Kein Unfall, keine Umweltkatastrophe und auch sonst keine Krise, die von Trickbetrügern nicht schamlos ausgenutzt wird: Selbst die grösste Flüchtlingskrise in Europa seit dem Zweiten Weltkrieg muss für einen alten Abzocker-Trick im Internet herhalten. 

Schon seit einigen Tagen flattert eine betrügerische E-Mail eines angeblichen syrischen Flüchtlings auch bei Schweizern in den Maileingang. «Ich schreibe Ihnen, um Ihnen privat meine Qual in Syrien mitzuteilen», lautet der Betreff der E-Mail. Die in gutem Deutsch verfasste Nachricht beginnt mit dem Satz:

«Mein Name ist Marwan Abadi, syrischer Staatsbürger. Mein Vater wurde in einer Stadt in Syrien getötet und sein Unternehmen niedergebrannt, weil er Rebellen unterstützt hat.»

Nun bittet Abadi um Hilfe:

«Daher musste ich mit meiner Frau und Kindern flüchten und bin nun in einem Flüchtlingscamp in Syrien. Vor seinem Tod hat mein Vater 11,8 Millionen Euro (elf Millionen acht hundert tausend Euro) bei einer Sicherheitsfirma hinterlegt.»

Uns schwant bereits etwas – und tatsächlich: Abadi möchte, dass wir ihm helfen, sein Geld in Syrien nach Europa zu überweisen. So könne er bei uns eine neue Existenz aufbauen. Nun sucht der gute Mann nach Geschäftspartnern und lässt uns auch gleich konkret wissen, wie wir helfen können.

«Es gibt zwei Möglichkeiten wie die Überweisung geschehen kann. Das Kapital kann auf Ihr Konto überwiesen werden oder in bar von einem registrierten Diplomaten in Ihr Land gesendet werden. Ich kann versichern, dass die Überweisung reibungslos verläuft.»
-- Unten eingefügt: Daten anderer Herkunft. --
PR #14856, opened 2024-04-22
Add coverage for clone from el8 to el9

lpramuk:
### Problem Statement
Stream/6.16 supports both el8 and el9 versions. We need to ensure that customers are able to upgrade underlying OS using `satellite-clone` tool

### Solution
If we are running for el8 then parametrize target `sat_ready_rhel`  to be both 8 and 9 extending matrix of testing datapoints. 

### Related Issues
SAT-24714

### DIFF
--- a/tests/foreman/destructive/test_clone.py
+++ b/tests/foreman/destructive/test_clone.py
@@ -15,13 +15,18 @@ import pytest
 
 from robottelo import constants
 from robottelo.config import settings
-from robottelo.hosts import Satellite
+from robottelo.hosts import Satellite, get_sat_rhel_version
 
 SSH_PASS = settings.server.ssh_password
 pytestmark = pytest.mark.destructive
 
 
 @pytest.mark.e2e
+@pytest.mark.parametrize(
+    "sat_ready_rhel",
+    [8, 9] if get_sat_rhel_version().major < 9 else [9],
+    indirect=True,
+)
 @pytest.mark.parametrize('backup_type', ['online', 'offline'])
 @pytest.mark.parametrize('skip_pulp', [False, True], ids=['include_pulp', 'skip_pulp'])
 def test_positive_clone_backup(


lpramuk:
trigger: test-robottelo

tests/foreman/destructive/test_clone.py
```diff
@@ -15,13 +15,18 @@
...
 SSH_PASS = settings.server.ssh_password
 pytestmark = pytest.mark.destructive
 
 
 @pytest.mark.e2e
+@pytest.mark.parametrize(
+    "sat_ready_rhel",
+    [8, 9] if get_sat_rhel_version().major < 9 else [9],
+    indirect=True,
+)
```
jameerpathan111, line 29: @lpramuk I'm not 100% sure but you'll probably  have to fix [sat_ready_rhel.download_repofile](https://github.com/SatelliteQE/robottelo/pull/14856/files#diff-0136ad9f3a21adf5716d5013efd837789362d2624fb5c83f55a226650e0c0470R91) part as well. I think it'll use rhel version of `target_satellite` or from server config and might get the wrong rhel version repo. To avoid this it's better to pass the required RHEL version explicitly.

jameerpathan111 (changes requested):

tests/foreman/destructive/test_clone.py
jameerpathan111: `download_repofile` doesn't support passing rhel version atm so you'll have to find another way or update it to support that.😅

lpramuk: This bubbles thru and gets to `def _os_release(self):` which reads `/etc/release` 
Safe I'd say :-)

jameerpathan111: ah cool

jameerpathan111 (approved):

Satellite-QE:
**PRT Result**
```
Build Number: 6640
Build Status: SUCCESS
PRT Comment: pytest tests/foreman/destructive/test_clone.py::test_positive_clone_backup --external-logging
Test Result : ================ 8 passed, 1624 warnings in 25604.39s (7:06:44) ================
```

PR #14866, opened 2024-04-23
Copy config files for FAM to server

Griffin-Sullivan:
### Problem Statement
Some tests are failing in production because we are missing live config settings for them. We also created some tech debt on the last PR, because we were doing inline config replacement with `sed`.

### Solution
Host the config files ourselves and evaluate them with dynaconf before sending them to the server.

I won't be able to test this in PRT at the moment, but will open a jenkins PR for the right config settings. The current templates I copied into here are directly from https://github.com/theforeman/foreman-ansible-modules/tree/develop/tests/test_playbooks/vars

### DIFF
--- a/robottelo/hosts.py
+++ b/robottelo/hosts.py
@@ -883,12 +883,17 @@ class ContentHost(Host, ContentHostMixins):
         """Get a remote file from the broker virtual machine."""
         self.session.sftp_read(source=remote_path, destination=local_path)
 
-    def put(self, local_path, remote_path=None):
+    def put(self, local_path, remote_path=None, temp_file=False):
         """Put a local file to the broker virtual machine.
         If local_path is a manifest object, write its contents to a temporary file
         then continue with the upload.
         """
-        if 'utils.manifest' in str(local_path):
+        if temp_file:
+            with NamedTemporaryFile(dir=robottelo_tmp_dir) as content_file:
+                content_file.write(str.encode(local_path))
+                content_file.flush()
+                self.session.sftp_write(source=content_file.name, destination=remote_path)
+        elif 'utils.manifest' in str(local_path):
             with NamedTemporaryFile(dir=robottelo_tmp_dir) as content_file:
                 content_file.write(local_path.content.read())
                 content_file.flush()
--- a/conf/fam.yaml.template
+++ b/conf/fam.yaml.template
@@ -1,0 +1,101 @@
+FAM:
+  SERVER:
+    # Parameter for all tests
+    foreman_username: admin
+    foreman_password: "changeme"
+    foreman_server_url: "https://foreman.example.com"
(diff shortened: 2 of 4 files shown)


rplevka:
I'd suggest to keep all config related to `FAM` under a single config file, probably `fam.yaml`.
then have separate keys to denote the individual "sub" sections of it.
```
fam.yaml
|_ server: {...}
|_ compute_resource {...}
```

rplevka (changes requested):
pending config consolidation under a single file

robottelo/hosts.py
```diff
@@ -883,12 +883,17 @@ def get(self, remote_path, local_path=None):
...
-    def put(self, local_path, remote_path=None):
+    def put(self, local_path, remote_path=None, temp_file=False):
         """Put a local file to the broker virtual machine.
         If local_path is a manifest object, write its contents to a temporary file
         then continue with the upload.
         """
-        if 'utils.manifest' in str(local_path):
+        if temp_file:
+            with NamedTemporaryFile(dir=robottelo_tmp_dir) as content_file:
+                content_file.write(str.encode(local_path))
```
rplevka, line 893: what is going on here? how is this different from the `utils.manifest` case?

Griffin-Sullivan: I honestly don't know how the path is being passed for the case where the local path contains `utils.manifest`. For my instance, I can at least say you aren't actually passing a path but rather a string. Whereas the manifest case does some sort of `read()` function. Maybe @JacobCallahan or @synkd could give us some insight here?

rplevka (approved):

Griffin-Sullivan:
Need to wait for https://github.com/theforeman/foreman-ansible-modules/pull/1732 to be merged now

robottelo/hosts.py
synkd: The path is being passed by the `upload_manifest` helper [1], specifically in cases where we're uploading a manifest via CLI, rather than imported directly via API. In those cases, we need to pass the path of the manifest file needs to be `put` onto the Satellite before being imported with hammer. The third bullet point in this comment [2] describes these scenarios.

I think that, in cases where Manifester times out and we fail over to cloned manifests, the contents of the cloned manifest object need to be written to a file before transferring that file to the Satellite, whereas with Manifester, the file would already be present on the local file system. 

I hope this provides some measure of clarity. It is admittedly rather confusing.

[1] https://github.com/SatelliteQE/robottelo/blob/bba4931f4aec31af9288f58e0bff3cbabc9cc6ca/robottelo/host_helpers/satellite_mixins.py#L137
[2] https://github.com/SatelliteQE/robottelo/pull/12605#issuecomment-1718143962

synkd (approved):

PR #2192, opened 2022-11-29
Don't minify bundle

oskarer:
Minifying a package published on NPM is generally not needed. The project that installs the package usually has a minifier that takes care of that.

Advantages of not minifying;
* Faster builds
* Easier for consumers to debug any errors in editor.js using browser devtools
* Better support for consumers patching packages using https://www.npmjs.com/package/patch-package

### DIFF
--- a/package.json
+++ b/package.json
@@ -82,7 +82,6 @@
     "postcss-preset-env": "^6.6.0",
     "rimraf": "^3.0.2",
     "stylelint": "^13.3.3",
-    "terser-webpack-plugin": "^2.3.6",
     "ts-loader": "^7.0.1",
     "tslint": "^6.1.1",
     "typescript": "3.8.3",
--- a/webpack.config.js
+++ b/webpack.config.js
@@ -8,7 +8,6 @@
 
 module.exports = (env, argv) => {
   const path = require('path');
-  const TerserPlugin = require('terser-webpack-plugin');
   const { LicenseWebpackPlugin } = require('license-webpack-plugin');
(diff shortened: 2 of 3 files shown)


neSpecc:
What about bundling for CDN?

gkovats:
I like this, though it kinda goes against all the tools that are all minified. Honestly would be fine if they generated a source map for all builds rather than just development.

oskarer:
> What about bundling for CDN?

@neSpecc It is not needed to minify, jsdelivr.com does it for you when you request it. From https://www.jsdelivr.com/documentation:
image



> I like this, though it kinda goes against all the tools that are all minified. Honestly would be fine if they generated a source map for all builds rather than just development.

@gkovats Can you please elaborate? In my experience the vast majority of packages you install through npm is not minified. Or if you're thinking of using the package through a CDN, in that case jsdelivr is handling that, providing you with source maps. See above answer and this SO thread for more context; https://stackoverflow.com/a/48673965/2014510.

oskarer:
For example when going to the already published CDN version (https://cdn.jsdelivr.net/npm/@editorjs/editorjs@2.26.5/dist/editor.min.js) you see this;

image

gkovats:
Was just saying for our project, we did run into the same problem with bundling, ended up just concatenating editor.js files. In truth think it's best to include all in your dist - minified, expanded, source maps. Just that if they do this for core, it should / would need to be done for editor.js tools as well. They're all minified as well.

PR #2195, opened 2022-12-01
feat: Add toggle group support

TatianaFomina:
Added ability to specify string key as a value of block tune's `toggle` property. It allows to create toggle groups that behave like radio buttons 

https://user-images.githubusercontent.com/31101125/205109875-b8fd185c-033e-4cd4-b5b1-9c00bd640cab.mov

### DIFF
--- a/test/cypress/tests/utils/popover.spec.ts
+++ b/test/cypress/tests/utils/popover.spec.ts
@@ -234,7 +234,7 @@ describe('Popover', () => {
     });
   });
 
-  it('should hightlighted as active the item with toggle property set to unique string key once clicked', () => {
+  it('should toggle item if it is the only item in toggle group', () => {
     const items: PopoverItem[] = [
       {
         icon: 'Icon',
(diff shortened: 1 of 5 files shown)


ilyamore88 (approved):

test/cypress/tests/utils/popover.spec.ts
```diff
@@ -185,4 +185,79 @@ describe('Popover', () => {
...
+        .click()
+        .should('have.class', 'ce-popover__item--active');
+
+      /** Check first item became not active */
+      cy.get('[data-item-name=testItem1]')
+        .should('not.have.class', 'ce-popover__item--active');
+    });
+  });
+
+  it('should hightlighted as active the item with toggle property set to unique string key once clicked', () => {
```
neSpecc:
```suggestion
  it('should toggle item if it is the only item in toggle group', () => {
```

neSpecc (approved):

Issue #2153, opened 2022-10-21
💡 Toolbar position should be relative to block


sadikyalcin:
Problem:

I'm using `editorjs` with/for different layouts. In certain scenarios I have blocks side by side, grid, scrollable horizontal etc... When there are two blocks side by side, it's hard to get to the toolbar for the block you want as the focus changes the moment hover over the other block. I can get around it by not entering the block modal but I can't ask users to do that. Red bordered block is focused:

<img width="1557" alt="Screenshot 2022-10-21 at 16 24 35" src="https://user-images.githubusercontent.com/8109619/197231943-f7dad659-bd71-4614-a2ba-904e7be92deb.png">

Proposed solution:

The toolbar container position should be relative to the block offset rather than the `editorjs` cotainer (`codex-editor`).

<img width="1464" alt="Screenshot 2022-10-21 at 16 24 29" src="https://user-images.githubusercontent.com/8109619/197231960-776fc7fb-377a-4dea-a39c-5391280897c3.png">

navot-tomorrow:
any update on that one?

PR #2201, opened 2022-12-03
Feature/2153 relative toolbar position

sadikyalcin:
As described in #2153, in certain use cases, different layouts may be applied to blocks; i.e a grid layout. This will make it very difficult to get to the toolbar of the desired block because focused block changes on mouse enter:

https://user-images.githubusercontent.com/8109619/205445843-ff0cb2fd-a652-4bd2-8409-bab3110a8c06.mov

With the changes in this branch, the toolbar is absolutely position to the left of a block content as well as the top. The changes should not affect left positioning at all if the block layout is untouched.

Screenshot 2022-12-03 at 14 33 05

Screenshot 2022-12-03 at 14 32 38

Screenshot 2022-12-03 at 14 32 44

With a grid layout;

https://user-images.githubusercontent.com/8109619/205446258-e4ba5eb0-345b-4cb4-af5d-67836e7b6487.mov

### DIFF
--- a/src/components/modules/toolbar/index.ts
+++ b/src/components/modules/toolbar/index.ts
@@ -457,6 +457,13 @@ export default class Toolbar extends Module<ToolbarNodes> {
    * @param block - block to move Toolbar near it
    */
   private assignToolbarLeftPosition(block: Block = this.Editor.BlockManager.currentBlock): void {
+    /**
+     * If no Block is selected as a Current
+     */
+    if (!block) {
+      return;
+    }
+
     const targetBlockHolder = block.holder;
     const blockContentNode = targetBlockHolder.querySelector(`.${Block.CSS.content}`) as HTMLElement | null;
 
--- a/src/components/modules/toolbar/index.ts
+++ b/src/components/modules/toolbar/index.ts
@@ -265,6 +265,8 @@ export default class Toolbar extends Module<ToolbarNodes> {
      */
     this.nodes.wrapper.style.top = `${Math.floor(toolbarY)}px`;
 
+    this.assignToolbarLeftPosition(block);
+
     /**
      * Do not show Block Tunes Toggler near single and empty block
      */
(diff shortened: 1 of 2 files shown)


neSpecc:
Thanks, @sadikyalcin it works fine. Could you write tests for these cases:

1) Toolbar should be moved to the left coordinate of the hovered Block on the single-column layout
2) Toolbar should be moved to the left coordinate of the hovered Block on the multi-column layout
3) Toolbar should be moved to the left coordinate of the current Block on thin (mobile) screens

src/components/modules/toolbar/index.ts
```diff
@@ -492,6 +515,16 @@ export default class Toolbar extends Module<ToolbarNodes> {
 
         this.moveAndOpen(data.block);
       });
+
+      /**
+       * Need to move toolbar on resize because we are now moving it to te left of a Block
+       * This is needed because max-width is removed from Toolbar content to accommodate different block layouts
+       */
+      this.readOnlyMutableListeners.on(window, 'resize', () => {
+        this.assignToolbarLeftPosition(this.hoveredBlock);
```
neSpecc, line 524: why not `moveAndOpen()?`

src/components/modules/toolbar/index.ts
```diff
@@ -492,6 +515,16 @@ export default class Toolbar extends Module<ToolbarNodes> {
 
         this.moveAndOpen(data.block);
       });
+
+      /**
+       * Need to move toolbar on resize because we are now moving it to te left of a Block
+       * This is needed because max-width is removed from Toolbar content to accommodate different block layouts
+       */
+      this.readOnlyMutableListeners.on(window, 'resize', () => {
```
neSpecc, line 523: we already have the window resize handler in the `Ui` module. Maybe you could use it?

navot-tomorrow: any update on that one?

sadikyalcin:
I'm sorry peeps, I've been too busy with work and never had the chance to pick up on this. I have been using this in prod and have no issues. Would be great if someone could pick it up and implement the changes required and get it merged to main.

PR #2203, opened 2022-12-03
Confirmation delete label change to red color

julianramireze:
When confirmation delete is active, the text change to white and this can't be looked, i change this to red color(same of icon) and look good newly.


neSpecc:
I can't reproduce the problem.
image

neSpecc:
Not reproduced.

Issue #2209, opened 2022-12-09
[Bug] Typescript compiler errors when importing editorjs in SvelteKit project (preserveValueImports)


rajwilkhu:
Describe a bug.

Steps to reproduce:
1. Create a sveltekit project
2. install editorjs as an npm depenency
3. import editorjs as 
```typescript
import type EditorJS from '@editorjs/editorjs';
```
5. run linter with default rules and you get the following linter error
```
Error: 'BlockToolData' is a type and must be imported using a type-only import when 'preserveValueImports' and 'isolatedModules' are both enabled.
       import {BlockToolData} from '../tools';
```

Expected behavior:
Typescript compiler should be compile project without errors

Screenshots:

Device, Browser, OS:

Editor.js version: 2.26.2

Plugins you use with their versions: None yet

paolopiaggio:
+1 👍 
same error here, could be related to #1432

PR #2210, opened 2022-12-09
fix(types): fix typescript compiler errors under strict mode

rajwilkhu:
This is relate to issue #2209

### DIFF
--- a/types/configs/conversion-config.ts
+++ b/types/configs/conversion-config.ts
@@ -1,4 +1,4 @@
-import {BlockToolData} from '../tools';
+import type {BlockToolData} from '../tools';
 
 /**
  * Config allows Tool to specify how it can be converted into/from another Tool


rajwilkhu:
@here, any way to get this reviewed? It's a minor change? @neSpecc @gohabereg @TatianaFomina @ilyamore88

neSpecc:
I think it is not the only error under strict mode. We should enable it in our tsconfig and fix all errors complexly.

neSpecc:
But we can accept your change and release a patch anyway if your work relies on this.

neSpecc:
Could you add a changelog, please?

CODE-BR3AKER:
@neSpecc please merge this PR asap this issue is breaking our prod, even the --skipLibCheck has no effect on the .ts files , we have to disbale typecheck for the entire project which is bad !

neSpecc:
Thanks for the fix. Unfortunately, I was not able to push to your branch due to disabled access for maintainers.

So I'm focusing on the similar PR [#2264](https://github.com/codex-team/editor.js/pull/2264) and closing this PR as duplicate.

PR #2217, opened 2022-12-13
fix(paste): handle pasteConfig with tag names specified in upper case

### LINKED ISSUE #2208: [Bug] Pasted HTML lists are empty
Whenever I copy a HTML list (either a `<ul>` or `<ol>`) from the web, and paste it into an Editor.js instance, an empty list gets created. The list items are not populated.

This only seems to happen when pasting formatted text from an external application – i.e. where the clipboard data is in `text/html` format. Copying within or between Editor.js instances works as expected – presumably this is due to the clipboard data having the [custom mime type](https://github.com/codex-team/editor.js/blob/811a41366bbf8201105c12ef92f8c8abb907f028/src/components/modules/paste.ts#L115-L116) `application/x-editor-js` and therefore being processed differently.

### Steps to reproduce

1. Open the demo editor at [editorjs.io](https://editorjs.io/).
2. Copy this list directly from the GitHub issue.
3. Paste it into the editor. It will render as an empty ordered list.

### Expected behavior

I expect the `<li>` list items to be populated within the list block's `data.items` attribute. Instead, the `items` array is empty.

### Screenshots

https://user-images.githubusercontent.com/7735945/206200924-e4a22bd3-f797-4cce-8f7a-1b77f998ce25.mov

### Device, Browser, OS

I'm using macOS Monterey. I've been able to recreate the bug in Chrome, Brave, Firefox and Safari.

### Editor.js version

In local development, I've had issues with the current release, version 2.26.1. Presumably this is also what's running on the [Editor.js homepage demo](https://editorjs.io/).

### Plugins you use with their versions

I can recreate the issue in an Editor.js instance with only the default header, paragraph and list tools enabled.

robonetphy:
resolve #2208

### DIFF
--- a/docs/CHANGELOG.md
+++ b/docs/CHANGELOG.md
@@ -1,5 +1,8 @@
 # Changelog
 
+### 2.26.3
+
+- `Fix` — *Paste Module* — `pasteConfig().tags` regression removed [#2208](https://github.com/codex-team/editor.js/issues/2208).
 
 ### 2.26.2
 
--- a/docs/CHANGELOG.md
+++ b/docs/CHANGELOG.md
@@ -2,7 +2,7 @@
 
 ### 2.26.3
 
-- `Fix` — *Paste Module* — `pasteConfig().tags` regression removed [#2208](https://github.com/codex-team/editor.js/issues/2208).
+- `Fix` — *Paste Module* — fix for a problem with specifying of `pasteConfig().tags` in upper case  [#2208](https://github.com/codex-team/editor.js/issues/2208).
 
 ### 2.26.2
 
--- a/test/cypress/tests/api/tools.spec.ts
+++ b/test/cypress/tests/api/tools.spec.ts
@@ -213,12 +213,12 @@ describe('Editor Tools Api', () => {
             icon: ICON,
             name: 'testToolTune',
 
-            onActivate: (): void => {},
+            onActivate: (): void => { },
           };
         }
 
         /** Save method stub */
-        public save(): void {}
+        public save(): void { }
 
         /** Renders a block */
         public render(): HTMLElement {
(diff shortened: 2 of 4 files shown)


test/cypress/tests/api/tools.spec.ts
```diff
@@ -526,6 +526,79 @@ describe('Editor Tools Api', () => {
...
+        let pastedElement;
+
+        /**
+         * Test tool with pasteConfig.tags specified
+         */
+        class TestListTool {
+          /** config specified handled tag */
+          public static get pasteConfig(): PasteConfig {
+            return {
+              tags: ['OL', 'LI'], // only tag name specified. Attributes should be sanitized
```
neSpecc:
```suggestion
              tags: ['OL', 'LI'], // tag names specified in upper case
```

test/cypress/tests/api/tools.spec.ts
```diff
@@ -526,6 +526,79 @@ describe('Editor Tools Api', () => {
...
+            testListTool: TestListTool,
+          },
+        });
+
+        cy.get('[data-cy=editorjs]')
+          .get('div.ce-block')
+          .click()
+          .paste({
+            // eslint-disable-next-line @typescript-eslint/naming-convention
+            'text/html': '<ol start="50"><li>Orderd List</li><li>Unorderd List</li></ol>', // all attributes should be sanitized
```
neSpecc:
```suggestion
            'text/html': '<ol start="50"><li>Orderd List</li><li>Unorderd List</li></ol>', // all attributes should be sanitized, <li> should be preserved
```

docs/CHANGELOG.md
```diff
@@ -1,5 +1,8 @@
 # Changelog
 
+### 2.26.3
+
+- `Fix` — *Paste Module* — `pasteConfig().tags` regression removed [#2208](https://github.com/codex-team/editor.js/issues/2208).
```
```suggestion
- `Fix` — *Paste Module* — fix for a problem with specifying of `pasteConfig().tags` in upper case  [#2208](https://github.com/codex-team/editor.js/issues/2208).
```

ilyamore88 (approved):

neSpecc (approved):

ollietreend:
Thanks for the fix @robonetphy! ✨🚀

«Die Gruppierungen, die hinter organisiertem Vorschussbetrug stecken, kommen aus Westafrika, Nigeria, aber auch der Elfenbeinküste», heisst es bei der Schweizerischen Kriminalprävention. Darauf liessen zumindest Hinweise der Strafverfolgungsbehörden schliessen. Auf den ersten Blick scheinen Betrugsversuche mit der Flüchtlingskrise noch die Ausnahme zu sein. Die Meldestelle beim Bundesamt für Polizei fedpol hat «bisher keine Meldungen zu Betrugsmaschen erhalten, die auf die Flüchtlingskrise Bezug nehmen». Entsprechend sind auch keine Schadensfälle bekannt.

Das könnte daran liegen, dass die Opfer ihren Fehler erst später bemerken und sich daher auch erst künftig bei den Behörden melden. Da die Masche inzwischen weitherum bekannt ist, dürften neue betrügerische E-Mails den Behörden zudem seltener gemeldet werden.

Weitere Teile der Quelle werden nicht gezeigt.